作品が好きになり、主要キャストが好きになり、アンサンブルキャストが好きになっていく。そうなるといろんな組み合わせで観てみたくなるのも人情。気が付いたらチケットを買い増して足繁く劇場に通っていました。

※事前に公演日と出演キャストを発表してチケットを売り出す手法のことはスターシステム/スター制とよびます。

座席の選び方

何度も通っていると主要キャストのみならず、アンサンブルの動線まで覚えてしまいます。それを踏まえて私は下手ブロックの前方席が好きです。そのあたりで繰り広げられるドラマチックな展開に心をわしづかみにされるとだけ申し上げておきます。

プラチナトライアングル

放置していたアメーバブログに過去の観劇記録が残っていました。アメーバブログは誰かに伝えようと意識して書いたものではないので読み返すと自分でもかなり恥ずかしいです。ちなみに、これは当時のコアなファンの中でプラチナトライアングル [ファントム 佐野正幸さん/クリスティーヌ 苫田亜沙子さん/ラウル 北澤祐輔さん]と呼ばれた組み合わせのキャスティングが観たくて名古屋まで飛んでいったときの投稿です。『オペラ座の怪人』を一言で言うと三角関係の恋模様のお話。このトライアングルを拝見できたのは、私も32回のうち1回(もしかしたら2回?)かと。映画と違って舞台は一期一会。「観たいときに観る」を逃したら二度とは巡り合うことはありません。これは、高井治さんのファントムを半日違いで1度も観ること叶わなかった教訓でもあります。

動画2:40~私の大好きな御三方によるイベント歌唱披露ご覧ください。

200字コメント

作品へのリスペクトを込めた感想は劇団四季公式HP・200字コメントに投稿していました。掲載して頂けるようになって文章を書くことの喜びにも気づかせてもらいました。文字数制限200字ジャストで作品の醍醐味を言葉にするにはどうしたものかと、語彙を研究してみたり。私の観劇用ペンネーム・広島の四季ファンの投稿もまだ残っていましたので1つリンクを貼ります。

舞台セット

『オペラ座の怪人』というとシャンデリアに目がいきますが、劇場に行かれる方は是非黒い舞台にご注目ください。過去の劇団四季の会報によれば、作品を支える黒い舞台は日夜スタッフさんの手によって磨かれてメンテナンスされているものと。前方席で観ても、二階席から観ても、黒光りする舞台には役者さんの姿が映りこむほどです。決して表には登場しない舞台裏のスタッフさん方々への敬意を前述の200字コメント冒頭「黒より黒い舞台」という言葉に込めました。

記憶に残る音楽

この作品はアンドリュー・ロイドウェーバー卿が当時恋人(のちに結婚、離別)だったサラ・ブライトマンをスター街道に押し上げるため、彼女の音域が活きるように作曲されたことで有名です。劇団四季版1988年初演でヒロインを演じたのは劇団創設者である故人・浅利慶太代表の夫人 野村玲子さん。
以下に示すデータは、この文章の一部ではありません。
PR #1880, opened 2026-08-13
feat(deleter): email the org owners when a delete forfeits tokens

whoAbhishekSah:
Part of https://github.com/raystack/frontier/issues/1837. Stacked on #1857; the check RPC follows in #1893/#1894.

Deleting an organization forfeits any unused tokens (the client confirms that with the user before calling). This PR adds the second half of that flow: the org owners get an email saying how many tokens were left and that support can transfer the purchased amount to their bank account.

How it works:

- The email subject and body come from new config keys `billing.token_forfeit_notice.subject` and `billing.token_forfeit_notice.body`. Both are Go templates with `.Amount` (tokens forfeited), `.Purchased` (the share of it that was bought), `.Org` (the deleted organization), `.User` (the owner receiving the mail), and `.DeletedBy` (who ran the delete, when known). Empty config falls back to plain built-in text. This is the same pattern the PAT expiry alert emails use.
- **Only the purchased share is transferable.** Every token grant is recorded in `billing_transactions` with a source (`system.buy` for purchases, `system.starter` for plan starter grants, `system.awarded` for awards). Spending is not attributed to a source, so complimentary tokens are counted as spent first: the purchased share is the smaller of the balance and everything ever bought. Accounts holding starter or awarded grants get the split; when everything was purchased the share equals the whole amount and the email shows one number.
- The forfeit audit record (`app.billing.tokens.forfeited`) now carries `purchased` next to `amount` — the transaction rows are deleted with the org, so the audit row is what support settles from later.
- The owners are resolved through the membership service (the same path `ListOrganizationUsers` uses) and every owner gets the mail, through the shared `app.mailer` dialer.
- The owners and the amounts are read before teardown starts (both are gone after), but the mail is only sent after the delete fully succeeded. A failed delete never emails anyone; repeated calls on a deleted org return `not_found` first, so nobody gets the mail twice. A retry that lost the balances mid-teardown recovers the amounts from the forfeit audit records the earlier attempt wrote (needs the `db` audit sink). Send and render failures are logged per owner and never fail the API call.
- The owner lookup is best-effort: the delete never depends on the policy machinery, and a forfeit with no reachable owner logs a warning instead of silently mailing no one.
- The balances are read once and reused by the blocker check and the teardown audit, so the audit numbers always match what the pre-check saw.

Side change: the org lookup at the start of the delete switched from `Get` to `GetRaw`, so a disabled org keeps its title for the email and stays deletable without the `ErrDisabled` special case.


core/deleter/forfeit_notice.go
```diff
@@ -0,0 +1,164 @@
...
+	// User is the owner receiving this mail.
+	User user.User
+	// Org is the deleted organization.
+	Org organization.Organization
+}
+
+// forfeitNotice is everything sendForfeitNotices needs once the org is gone.
+// It has to be collected before teardown removes the owners and the token
+// balances.
+type forfeitNotice struct {
```
whoAbhishekSah, line 55: there are complimentary tokens could be given with each plan. the return must not include that. Have we ensured that ?

core/deleter/forfeit_notice.go
```diff
@@ -0,0 +1,164 @@
...
+	}
+	if total == 0 {
+		return forfeitNotice{}, nil
+	}
+
+	ownerRole, err := d.roleService.Get(ctx, schema.RoleOrganizationOwner)
+	if err != nil {
+		return forfeitNotice{}, fmt.Errorf("failed to resolve the organization owner role: %w", err)
+	}
+	policies, err := d.policyService.List(ctx, policy.Filter{
```
whoAbhishekSah: can we use membership svc to list org owners ? 
all org owners should ge this email.

core/deleter/forfeit_notice.go
```diff
@@ -0,0 +1,164 @@
...
+	if err != nil {
+		return forfeitNotice{}, fmt.Errorf("failed to fetch the organization owners: %w", err)
+	}
+	return forfeitNotice{Amount: total, Owners: owners}, nil
+}
+
+// sendForfeitNotices emails every org owner that the delete forfeited unused
+// tokens and that support can transfer the amount. The org is already gone at
+// this point, so failures are logged and never returned.
+func (d Service) sendForfeitNotices(ctx context.Context, org organization.Organization, notice forfeitNotice) {
```
whoAbhishekSah, line 228: are we recording who deleted the org in the email ?

core/deleter/forfeit_notice.go
whoAbhishekSah: We cannot split the remaining balance into purchased and complimentary here: the ledger records where tokens came from (system.buy, system.awarded, system.starter) but does not tie spending to a source, so there is no reliable way to say which part of what is left was paid for. What I changed instead: the email no longer promises the whole amount back — it now says the amount that was purchased can be transferred, and support works that share out from the payment records (Stripe keeps every purchase). Added a comment on collectForfeitNotice saying the same.

whoAbhishekSah: Correction to my earlier reply: this is computable after all. Every grant is recorded in billing_transactions with a source (system.buy, system.starter, system.awarded) — only spending is unattributed. So with complimentary tokens counted as spent first, the purchased share is min(balance, sum of system.buy credits). Implemented now: the email reports the purchased share and promises the transfer only for it, and the forfeit audit record carries purchased next to amount so support can settle from it after the transaction rows are gone. On deployments whose plans grant no free tokens the share equals the whole amount; accounts holding older starter or awarded grants get the split.

core/deleter/service.go
```diff
@@ -332,10 +357,24 @@ func (d Service) DeleteOrganization(ctx context.Context, id string) error {
 	if err := audit.NewLogger(ctx, id).Log(audit.OrgDeletedEvent, audit.OrgTarget(id)); err != nil {
 		slog.WarnContext(ctx, "failed to write audit log", "error", err, "event", audit.OrgDeletedEvent)
 	}
+
+	// the org is gone; tell the owners about any tokens the delete forfeited
+	if notice.Amount > 0 {
```
rohilsurana, line 377: The forfeit email is sent here at the very end, but notice.Amount came from a balance read taken before teardown, and the token rows are deleted mid-way. The doc says a failed delete can just be run again. If the delete fails after billing teardown but before this line, the retry runs collectForfeitNotice against the now-deleted balances, gets 0, so notice.Amount is 0 and no email goes out, even though the tokens were already forfeited and audited on the first attempt. So the email is silently lost on exactly the retry path the delete is built around. One fix is to drive the email off the audit record (which survives) rather than the live balance.

core/deleter/forfeit_notice.go
```diff
@@ -0,0 +1,256 @@
...
+			total += balance
+			purchased += bought
+			accounts[c.ID] = accountTokens{Balance: balance, Purchased: bought}
+		}
+	}
+	if total == 0 {
+		return forfeitNotice{Accounts: accounts}, nil
+	}
+
+	ownerRole, err := d.roleService.Get(ctx, schema.RoleOrganizationOwner)
```
rohilsurana, line 110: Resolving the owner role, listing owner principals, and fetching the owners are all fatal here, so a flaky SpiceDB or policy query, or a misconfigured owner role, now blocks the whole org delete. Before this change the delete never depended on owner lookup. Since a delete is often a compliance action, it may be better to treat a failed owner lookup as "skip the email and log it" than as "abort the delete".

core/deleter/forfeit_notice.go
```diff
@@ -0,0 +1,256 @@
...
+	}
+	ownerIDs := make([]string, 0, len(members))
+	for _, m := range members {
+		ownerIDs = append(ownerIDs, m.PrincipalID)
+	}
+	owners, err := d.userService.GetByIDs(ctx, ownerIDs)
+	if err != nil {
+		return forfeitNotice{}, fmt.Errorf("failed to fetch the organization owners: %w", err)
+	}
+	return forfeitNotice{Amount: total, Purchased: purchased, Accounts: accounts, Owners: owners}, nil
```
rohilsurana: If the org has unused tokens but no active owners (ownership held through a group, owners already removed, or every owner disabled, since GetByIDs filters disabled users out), notice.Owners is empty and sendForfeitNotices emails no one, while the tokens are still forfeited. Nothing warns that the notice went nowhere. A warn log when Amount > 0 but there are no owners would make this visible.

core/deleter/forfeit_notice.go
```diff
@@ -0,0 +1,256 @@
...
+	if subjectTpl == "" {
+		subjectTpl = defaultForfeitNoticeSubject
+	}
+	bodyTpl := d.forfeitNoticeConfig.Body
+	if bodyTpl == "" {
+		bodyTpl = defaultForfeitNoticeBody
+	}
+
+	deletedBy := deletedByFromContext(ctx)
+	for _, owner := range notice.Owners {
```
rohilsurana, line 258: Two small things in this loop. (1) A render error does return, so if rendering fails for the first owner the rest get no email, while a send error only does continue. The two error paths are inconsistent. (2) The subject and body templates are parsed on every iteration. Parse them once before the loop and execute per owner.

core/deleter/forfeit_notice.go
```diff
@@ -0,0 +1,256 @@
...
+		bought = 0
+	}
+	return min(bought, balance), nil
+}
+
+// sendForfeitNotices emails every org owner that the delete forfeited unused
+// tokens and that support can transfer the amount. The org is already gone at
+// this point, so failures are logged and never returned.
+func (d Service) sendForfeitNotices(ctx context.Context, org organization.Organization, notice forfeitNotice) {
+	if d.mailDialer == nil {
```
rohilsurana, line 229: cmd/serve.go always sets mailDialer (a mock dialer when SMTP is not configured), so this nil check never fires in practice. With the mock dialer, DialAndSend is a no-op that returns nil, so the code below logs "sent token forfeit notice" even though nothing was delivered. This matches the pattern used elsewhere so it is low priority, but the success log against a mock dialer can read as a false record.

core/deleter/forfeit_notice.go
```diff
@@ -0,0 +1,256 @@
...
+	owners, err := d.userService.GetByIDs(ctx, ownerIDs)
+	if err != nil {
+		return forfeitNotice{}, fmt.Errorf("failed to fetch the organization owners: %w", err)
+	}
+	return forfeitNotice{Amount: total, Purchased: purchased, Accounts: accounts, Owners: owners}, nil
+}
+
+// accountTokens returns one account's balance and purchased share, from the
+// caller's already-collected amounts when given, otherwise read fresh.
+func (d Service) accountTokens(ctx context.Context, accountID string, amounts map[string]accountTokens) (accountTokens, error) {
```
rohilsurana: The method accountTokens has the same name as the accountTokens type it returns. It compiles, but reading d.accountTokens(...) (accountTokens, error) makes a reader stop to tell the two apart. A small rename, e.g. resolveAccountTokens, clears it up.

rohilsurana (commented):
Stack-aware review (base org-delete-preflight-blockers). The retry issue in the first comment is the one worth fixing; the rest are smaller robustness and cleanup notes. One efficiency note that spans functions: customerService.List(OrgID) now runs three times per delete (ensureDeletable, collectForfeitNotice, deleteCustomers) and GetBalance runs twice per account, where one list and one balance read per account would do.

core/deleter/service.go
whoAbhishekSah: Fixed with the recovery you suggested: when the live balances show nothing, the delete rebuilds the amounts from the app.billing.tokens.forfeited audit records the earlier attempt wrote, and resolves the owners at that point (they still exist — identity teardown comes after billing). One limit worth knowing: this only works when the audit sink is a readable store (log.audit_events: db); with the stdout or noop sink there is nothing to read back and the retry stays email-less as before.

core/deleter/forfeit_notice.go
whoAbhishekSah: Left as is: cmd/serve.go always provides a dialer, and the mock-dialer no-op success is the same behavior the PAT expiry alerts and the OTP mail have today. Special-casing the log line only here would make this one mail path behave differently from the rest; if we want honest logs for unconfigured SMTP, that is a change for the mailer package across all senders.

whoAbhishekSah:
On the review-body efficiency note: fixed across the stack. DeleteOrganization now lists the billing accounts once and passes them down (blocker check, notice collection, teardown), the balances are read once in the notice collection and reused by the blocker check and the forfeit audit, and the plan lookups share one per-delete cache between the blocker pass and the cancel pass. The exported DeleteCustomers still reads for itself when called directly.

rohilsurana (commented):
Re-review after the fix commits. The retry recovery, the non-fatal owner lookup, the no-owner warn, parse-once, and the rename all look good. The new recoverForfeitFromAudit has a couple of reconciliation gaps worth a look, and one owner case is still uncovered.

core/deleter/service.go
```diff
@@ -242,14 +260,27 @@ func (d Service) DeleteOrganization(ctx context.Context, id string) error {
...
+	// the token forfeit notice reads owners and balances, so it has to be
+	// collected while they still exist; its balance reads are reused by the
+	// blocker check and the teardown audit below
+	notice, err := d.collectForfeitNotice(ctx, org, customers)
+	if err != nil {
+		return err
+	}
+	// a retry that lost the balances mid-teardown recovers the amounts from
+	// the audit records the earlier attempt wrote
+	if notice.Amount == 0 {
```
rohilsurana: Recovery only runs when the whole org's live balance is 0. On a multi-account org whose teardown was interrupted between accounts, the retry still sees a positive balance on the accounts not yet torn down, so recovery is skipped and the email reports only those, silently dropping the tokens already forfeited on the earlier accounts. This probably wants to be per-account (recover an account that reads 0 now but has a forfeit record) rather than all-or-nothing on the org total. Minor aside: for the common no-token org this still runs an extra audit query on every delete.

core/deleter/forfeit_notice.go
```diff
@@ -0,0 +1,288 @@
...
+	}
+	return owners
+}
+
+// recoverForfeitFromAudit rebuilds the forfeit amounts from the audit
+// records a failed earlier attempt wrote before it deleted the balances, so
+// the retry that completes the delete still sends the owner notice. It runs
+// only when the live balances showed nothing and is best-effort: without a
+// readable audit store the notice simply stays empty.
+func (d Service) recoverForfeitFromAudit(ctx context.Context, orgID string, notice *forfeitNotice) {
```
rohilsurana, line 142: recoverForfeitFromAudit sums every BillingTokensForfeitedEvent for the org with no dedup and no time bound. Two things follow. (1) The forfeit audit is written before DeleteByAccountID, so a retry that re-forfeits the same still-funded account writes a second record, and this sum then double-counts. (2) A forfeit written by an earlier, separate teardown (for example the exported DeleteCustomers path) is picked up here and re-emailed when the org is later deleted. Reconciling against which accounts still hold a live balance, or marking records as consumed, would avoid both.

core/deleter/forfeit_notice.go
```diff
@@ -0,0 +1,288 @@
...
+// best-effort: the notice email must not make the delete depend on the
+// policy machinery, so a failed lookup logs and returns no owners.
+func (d Service) resolveOwners(ctx context.Context, orgID string) []user.User {
+	ownerRole, err := d.roleService.Get(ctx, schema.RoleOrganizationOwner)
+	if err != nil {
+		slog.WarnContext(ctx, "failed to resolve the organization owner role for the forfeit notice", "org_id", orgID, "error", err)
+		return nil
+	}
+	members, err := d.membershipService.ListPrincipalsByResource(ctx, orgID, schema.OrganizationNamespace, membership.MemberFilter{
+		PrincipalType: schema.UserPrincipal,
```
rohilsurana, line 116: resolveOwners lists only user-principal owners. If the owner role is held through a group, this returns no members, the new warn fires, and no one is emailed even though tokens were forfeited. If group-held ownership is expected, expanding to the group's members would close that gap. If not, at least the warn makes it visible now.

core/deleter/service.go
whoAbhishekSah: Reworked to per-account reconciliation as suggested: recovery now runs on every delete, takes the newest forfeit record per billing account, and skips accounts that still hold a live balance (the collection pass already counts those). A multi-account org interrupted mid-teardown now reports both the live and the already-forfeited accounts in one email. On the aside: yes, this is one indexed audit query per delete now — deletes are rare enough that I kept it unconditional rather than guessing when it can be skipped.

core/deleter/forfeit_notice.go
whoAbhishekSah: Both closed by the same reconciliation: newest record per account dedups the re-forfeit double-count, and live-balance accounts are skipped. One deliberate choice on your case (2): a forfeit written by an earlier standalone DeleteCustomers run IS included when the org is later deleted — no email went out at forfeit time (only the org delete sends one), so this is the last chance to tell the owners at all. The audit rows stay the source of truth either way.

core/deleter/forfeit_notice.go
whoAbhishekSah: Left as the warn: groups are being deprecated and we are not adding group-aware behavior in new code, so owner-through-group stays uncovered on purpose. The warn plus the audit record keep the forfeited amount visible for support when that configuration shows up.

rohilsurana (approved):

劇団四季版クリスティーヌが歌うTHE PHANTOM OF THE OPERA、本家本元と同じ高さのキーまで上がったのは、2017年3月横浜公演から。クリスティーヌの出す高音ソプラノはもはや人間技ではなく高級な楽器の音色のようです。「オペラ座の怪人 最高音」と検索するとHi-Eとあります。同年12月京都公演からはこのシーンにバックコーラスが入る演出変更が加わっています。その2点をふまえて以下の動画をご案内します。

動画1:26~最高音部分

普段全くテレビを観ない私も、このFNS歌謡祭は見ました。舞台上のファントムとクリスティーヌの間を潜り抜けるカメラワークには度肝を抜かれました。後述します佐野正幸さん演じるファントムの指にもご注目。クリスティーヌを歌うは山本紗衣さんです。別作品ではありますが、『リトルマーメイド』でアリエルのお姉さん役を演じた方の中からクリスティーヌ役に抜擢される傾向があるのかなと。山本紗衣さんもその御一人。

同じ歌姫でも私はカルロッタが作品冒頭劇中劇「ハンニバル」静寂を破ってトップギアのアカペラで歌うカデンツァ(超絶技巧)が大好きです。以下動画で一部見ることができます。冒頭0:12まで瞬きせずにご覧ください。こちらの動画では河村彩さんがカルロッタを演じています。

ファントム役・佐野正幸さんの指

動画1:38~ご覧ください

初演の舞台ではアンサンブル・ヘアードレッサー役…そして怪人の恋敵役ラウルを経てファントム役を演じていらっしゃる佐野正幸さん。初めて佐野さんがご登場になる公演を拝見するにあたって、SNS仲間から「佐野さんの指の演技がスゴイ!」との観劇アドバイスを受けて劇場にむかいました。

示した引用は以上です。